Une petite égratignure vite pansée
Reprenons au début. Dès le début de son mandat, Macron s’était affiché en « chef des armées », rendant sur tous les tons hommage aux militaires et annonçant une forte augmentation des crédits militaires pour les années à venir. Mais un couac intervient pour 2017 : pour rester dans les clous de la règle de déficit budgétaire de 3 %, Macron et Philippe décident de couper dans les dépenses de tous les ministères. Pour un total de 4,5 milliards, mais la discussion se focalise sur les 850 millions pour les armées. De Villiers, le chef d’état-major des armées fait connaître son mécontentement devant la commission de la défense de l’Assemblée nationale. Il y a une fuite : ses propos sont rendus publics. D’où vient-elle ? Peu importe. Macron s’énerve, rappelle qu’il est le « chef » et de Villiers finit par démissionner. Il est remplacé par François Lecointre qui a fait partie de l’opération Turquoise lors du génocide au Rwanda.

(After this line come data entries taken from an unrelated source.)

PR #2734, opened 2024-09-07
Deduce cache version iff `cache_version` is not set

eapolinario:
## Tracking issue
https://github.com/flyteorg/flyte/issues/770

We should decrease the burden to use a cache in the case of python tasks.

This PR calls [inspect.getsource](https://docs.python.org/3/library/inspect.html#inspect.getsource) passing the task function as an argument, which loads the actual source code of the function and use that to use generate a string to represent the cache version.

Notice that any change to the function (including adding/removing a parameter, changing the docstring, rearranging/reindenting some code) is going to produce a new value. In other words, the function can be moved around in a file, but its contents cannot change, otherwise a new value is going to be generated.

## How was this patch tested?
Unit tests and local executions.

### DIFF
--- a/flytekit/core/task.py
+++ b/flytekit/core/task.py
@@ -1,7 +1,10 @@
 from __future__ import annotations
 
 import datetime
+import hashlib
+import inspect
 import os
+import sys
 from functools import update_wrapper
 from typing import Any, Callable, Dict, Iterable, List, Optional, Tuple, Type, TypeVar, Union, overload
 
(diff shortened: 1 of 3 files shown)


flytekit/core/task.py
```diff
@@ -378,6 +381,21 @@ def wrapper(fn: Callable[P, Any]) -> PythonFunctionTask[T]:
         return wrapper
 
 
+def _deduce_cache_version(fn: Callable[P, Any]) -> str:
```
thomasjpfan, line 384: If the task uses an imported function, any updates to the imported function would not be captured by `inspect.getsource`:

```python
from utils import helper

@task(cache=True)
def my_task(x: int):
    x = my_helper(x)
```

I think this is okay as long as we documented the behavior and what users should do.

pingsutw: Yup. I think it's okay too. Could we also update the docstring for cache_version [here](https://github.com/flyteorg/flytekit/blob/a366653e697cd3adf429a05adde2ac421fbcae99/flytekit/core/base_task.py#L116)?

PR #2735, opened 2024-09-08
GH-5732: Make `TypeEngine.lazy_import_transformers()` thread safe

Tom-Newton:
## Tracking issue
Closes: https://github.com/flyteorg/flyte/issues/5732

L’énervement de Macron renvoie à la psychologie du personnage ou bien à un calcul plus politique : montrer que, contrairement à son prédécesseur, il n’est pas un président sur les pieds duquel on marche. Mais, dès le départ de de Villiers, il s’emploie sur la base d’Istres à faire la cour aux militaires. L’engagement de porter le budget militaire à 2 % du PIB en 2025 sera tenu et, en 2018, assure-t-il, «le budget des armées sera porté à 34,2 milliards d’euros», soit une rallonge de 1,5 milliard d’euros. Ce n’est pas négligeable (même si certains commencent déjà à marmonner que c’est insuffisant) alors que 20 milliards d’économies sont annoncés pour 2018 afin de compenser les multiples allègements d’impôts annoncés pour les entreprises et les grandes fortunes. Quelques jours plus tard, la ministre des Armées, Florence Parly, annonçait le « dégel », dès 2017, de 1,2 milliard d’euros.
Le nucléaire sécurisé
Macron écarte en particulier toute idée d’économie sur le nucléaire : « la dissuasion nucléaire est au cœur de notre défense ». Le lien avec « la lutte contre le terrorisme » qui, depuis 2015, sert d’argument à la hausse du budget militaire, n’est pas évident…. Les industriels de l’armement sont rassurés, même si quelques programmes seront décalés en 2017 : la Direction générale de l’armement (DGA) achète chaque année pour quelque 10 milliards d’euros de matériels.
Au-delà du clapotis de ces derniers jours, la politique militaire des classes dominantes en France est confortée. Celle d’un impérialisme de second rang qui utilise l’instrument militaire (force de frappe nucléaire et multiplication des coûteuses interventions extérieures) pour se hausser du col sur la scène internationale et compenser, face notamment à l’Allemagne, le recul de ses industries autres que militaire.